Try it >> Please return the records below exactly as they stand.

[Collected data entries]
------------------------------------------------------------
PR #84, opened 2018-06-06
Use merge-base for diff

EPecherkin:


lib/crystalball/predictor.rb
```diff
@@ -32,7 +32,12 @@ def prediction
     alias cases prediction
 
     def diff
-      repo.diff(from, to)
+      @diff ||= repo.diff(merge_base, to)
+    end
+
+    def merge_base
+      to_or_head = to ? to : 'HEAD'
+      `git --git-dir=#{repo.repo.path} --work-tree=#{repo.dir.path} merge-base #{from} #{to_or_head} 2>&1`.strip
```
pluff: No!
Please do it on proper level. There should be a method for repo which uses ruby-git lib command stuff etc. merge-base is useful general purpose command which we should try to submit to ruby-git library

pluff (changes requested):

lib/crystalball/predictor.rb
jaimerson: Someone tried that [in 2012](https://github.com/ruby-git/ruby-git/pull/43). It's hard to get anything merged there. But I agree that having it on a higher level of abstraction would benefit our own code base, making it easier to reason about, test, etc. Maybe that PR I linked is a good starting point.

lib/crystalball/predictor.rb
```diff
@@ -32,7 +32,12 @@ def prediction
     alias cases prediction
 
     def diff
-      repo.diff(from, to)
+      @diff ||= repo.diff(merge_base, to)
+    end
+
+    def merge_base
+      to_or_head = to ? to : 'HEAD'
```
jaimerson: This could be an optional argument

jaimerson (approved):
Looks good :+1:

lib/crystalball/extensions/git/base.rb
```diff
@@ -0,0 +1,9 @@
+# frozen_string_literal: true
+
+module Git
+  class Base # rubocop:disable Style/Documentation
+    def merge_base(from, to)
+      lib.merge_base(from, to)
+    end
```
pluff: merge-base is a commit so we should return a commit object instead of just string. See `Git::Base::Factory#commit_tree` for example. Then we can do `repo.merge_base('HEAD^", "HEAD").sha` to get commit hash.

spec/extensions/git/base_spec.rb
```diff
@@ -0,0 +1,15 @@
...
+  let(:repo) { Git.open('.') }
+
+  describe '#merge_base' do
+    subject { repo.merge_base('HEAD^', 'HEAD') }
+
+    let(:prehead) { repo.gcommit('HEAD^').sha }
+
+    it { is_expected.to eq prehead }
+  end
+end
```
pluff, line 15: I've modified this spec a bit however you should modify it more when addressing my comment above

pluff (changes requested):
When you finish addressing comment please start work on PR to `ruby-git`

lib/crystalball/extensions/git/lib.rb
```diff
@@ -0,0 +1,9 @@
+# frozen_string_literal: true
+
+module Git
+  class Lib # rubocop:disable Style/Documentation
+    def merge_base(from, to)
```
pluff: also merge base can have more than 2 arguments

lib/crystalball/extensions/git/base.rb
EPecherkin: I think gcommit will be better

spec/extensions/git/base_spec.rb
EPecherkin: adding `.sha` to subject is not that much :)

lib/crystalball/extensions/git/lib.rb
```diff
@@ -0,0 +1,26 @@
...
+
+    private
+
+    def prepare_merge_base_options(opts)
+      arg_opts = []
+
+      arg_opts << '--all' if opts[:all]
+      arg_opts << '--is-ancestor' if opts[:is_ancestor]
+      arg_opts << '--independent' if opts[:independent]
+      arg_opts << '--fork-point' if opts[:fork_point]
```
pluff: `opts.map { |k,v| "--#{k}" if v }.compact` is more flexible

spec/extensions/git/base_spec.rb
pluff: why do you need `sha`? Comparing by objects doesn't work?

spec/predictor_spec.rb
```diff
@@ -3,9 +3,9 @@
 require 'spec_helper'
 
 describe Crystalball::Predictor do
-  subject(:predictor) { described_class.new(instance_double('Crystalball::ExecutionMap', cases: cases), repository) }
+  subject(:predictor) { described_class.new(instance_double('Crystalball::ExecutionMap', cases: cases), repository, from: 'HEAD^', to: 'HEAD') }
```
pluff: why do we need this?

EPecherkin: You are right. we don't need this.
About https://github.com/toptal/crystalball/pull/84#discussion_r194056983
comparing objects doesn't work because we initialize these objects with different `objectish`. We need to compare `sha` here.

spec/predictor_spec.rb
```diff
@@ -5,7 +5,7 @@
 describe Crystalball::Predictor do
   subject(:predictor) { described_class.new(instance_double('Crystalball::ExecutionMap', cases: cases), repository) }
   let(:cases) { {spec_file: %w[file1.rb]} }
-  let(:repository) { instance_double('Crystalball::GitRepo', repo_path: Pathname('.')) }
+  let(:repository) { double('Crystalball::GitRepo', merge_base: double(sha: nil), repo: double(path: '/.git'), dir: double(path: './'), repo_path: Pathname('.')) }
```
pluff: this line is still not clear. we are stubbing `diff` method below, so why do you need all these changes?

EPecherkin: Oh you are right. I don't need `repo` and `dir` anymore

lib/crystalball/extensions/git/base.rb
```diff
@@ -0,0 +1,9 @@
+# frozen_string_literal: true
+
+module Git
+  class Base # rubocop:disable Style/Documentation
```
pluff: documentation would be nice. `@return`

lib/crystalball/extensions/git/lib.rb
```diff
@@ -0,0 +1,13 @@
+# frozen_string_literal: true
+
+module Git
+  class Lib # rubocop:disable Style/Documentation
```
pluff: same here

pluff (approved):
------------------------------------------------------------
Task answer >>
PR #84, opened 2018-06-06
Use merge-base for diff

EPecherkin:


lib/crystalball/predictor.rb
```diff
@@ -32,7 +32,12 @@ def prediction
     alias cases prediction
 
     def diff
-      repo.diff(from, to)
+      @diff ||= repo.diff(merge_base, to)
+    end
+
+    def merge_base
+      to_or_head = to ? to : 'HEAD'
+      `git --git-dir=#{repo.repo.path} --work-tree=#{repo.dir.path} merge-base #{from} #{to_or_head} 2>&1`.strip
```
pluff: No!
Please do it on proper level. There should be a method for repo which uses ruby-git lib command stuff etc. merge-base is useful general purpose command which we should try to submit to ruby-git library

pluff (changes requested):

lib/crystalball/predictor.rb
jaimerson: Someone tried that [in 2012](https://github.com/ruby-git/ruby-git/pull/43). It's hard to get anything merged there. But I agree that having it on a higher level of abstraction would benefit our own code base, making it easier to reason about, test, etc. Maybe that PR I linked is a good starting point.

lib/crystalball/predictor.rb
```diff
@@ -32,7 +32,12 @@ def prediction
     alias cases prediction
 
     def diff
-      repo.diff(from, to)
+      @diff ||= repo.diff(merge_base, to)
+    end
+
+    def merge_base
+      to_or_head = to ? to : 'HEAD'
```
jaimerson: This could be an optional argument

jaimerson (approved):
Looks good :+1:

lib/crystalball/extensions/git/base.rb
```diff
@@ -0,0 +1,9 @@
+# frozen_string_literal: true
+
+module Git
+  class Base # rubocop:disable Style/Documentation
+    def merge_base(from, to)
+      lib.merge_base(from, to)
+    end
```
pluff: merge-base is a commit so we should return a commit object instead of just string. See `Git::Base::Factory#commit_tree` for example. Then we can do `repo.merge_base('HEAD^", "HEAD").sha` to get commit hash.

spec/extensions/git/base_spec.rb
```diff
@@ -0,0 +1,15 @@
...
+  let(:repo) { Git.open('.') }
+
+  describe '#merge_base' do
+    subject { repo.merge_base('HEAD^', 'HEAD') }
+
+    let(:prehead) { repo.gcommit('HEAD^').sha }
+
+    it { is_expected.to eq prehead }
+  end
+end
```
pluff, line 15: I've modified this spec a bit however you should modify it more when addressing my comment above

pluff (changes requested):
When you finish addressing comment please start work on PR to `ruby-git`

lib/crystalball/extensions/git/lib.rb
```diff
@@ -0,0 +1,9 @@
+# frozen_string_literal: true
+
+module Git
+  class Lib # rubocop:disable Style/Documentation
+    def merge_base(from, to)
```
pluff: also merge base can have more than 2 arguments

lib/crystalball/extensions/git/base.rb
EPecherkin: I think gcommit will be better

spec/extensions/git/base_spec.rb
EPecherkin: adding `.sha` to subject is not that much :)

lib/crystalball/extensions/git/lib.rb
```diff
@@ -0,0 +1,26 @@
...
+
+    private
+
+    def prepare_merge_base_options(opts)
+      arg_opts = []
+
+      arg_opts << '--all' if opts[:all]
+      arg_opts << '--is-ancestor' if opts[:is_ancestor]
+      arg_opts << '--independent' if opts[:independent]
+      arg_opts << '--fork-point' if opts[:fork_point]
```
pluff: `opts.map { |k,v| "--#{k}" if v }.compact` is more flexible

spec/extensions/git/base_spec.rb
pluff: why do you need `sha`? Comparing by objects doesn't work?

spec/predictor_spec.rb
```diff
@@ -3,9 +3,9 @@
 require 'spec_helper'
 
 describe Crystalball::Predictor do
-  subject(:predictor) { described_class.new(instance_double('Crystalball::ExecutionMap', cases: cases), repository) }
+  subject(:predictor) { described_class.new(instance_double('Crystalball::ExecutionMap', cases: cases), repository, from: 'HEAD^', to: 'HEAD') }
```
pluff: why do we need this?

EPecherkin: You are right. we don't need this.
About https://github.com/toptal/crystalball/pull/84#discussion_r194056983
comparing objects doesn't work because we initialize these objects with different `objectish`. We need to compare `sha` here.

spec/predictor_spec.rb
```diff
@@ -5,7 +5,7 @@
 describe Crystalball::Predictor do
   subject(:predictor) { described_class.new(instance_double('Crystalball::ExecutionMap', cases: cases), repository) }
   let(:cases) { {spec_file: %w[file1.rb]} }
-  let(:repository) { instance_double('Crystalball::GitRepo', repo_path: Pathname('.')) }
+  let(:repository) { double('Crystalball::GitRepo', merge_base: double(sha: nil), repo: double(path: '/.git'), dir: double(path: './'), repo_path: Pathname('.')) }
```
pluff: this line is still not clear. we are stubbing `diff` method below, so why do you need all these changes?

EPecherkin: Oh you are right. I don't need `repo` and `dir` anymore

lib/crystalball/extensions/git/base.rb
```diff
@@ -0,0 +1,9 @@
+# frozen_string_literal: true
+
+module Git
+  class Base # rubocop:disable Style/Documentation
```
pluff: documentation would be nice. `@return`

lib/crystalball/extensions/git/lib.rb
```diff
@@ -0,0 +1,13 @@
+# frozen_string_literal: true
+
+module Git
+  class Lib # rubocop:disable Style/Documentation
```
pluff: same here

pluff (approved):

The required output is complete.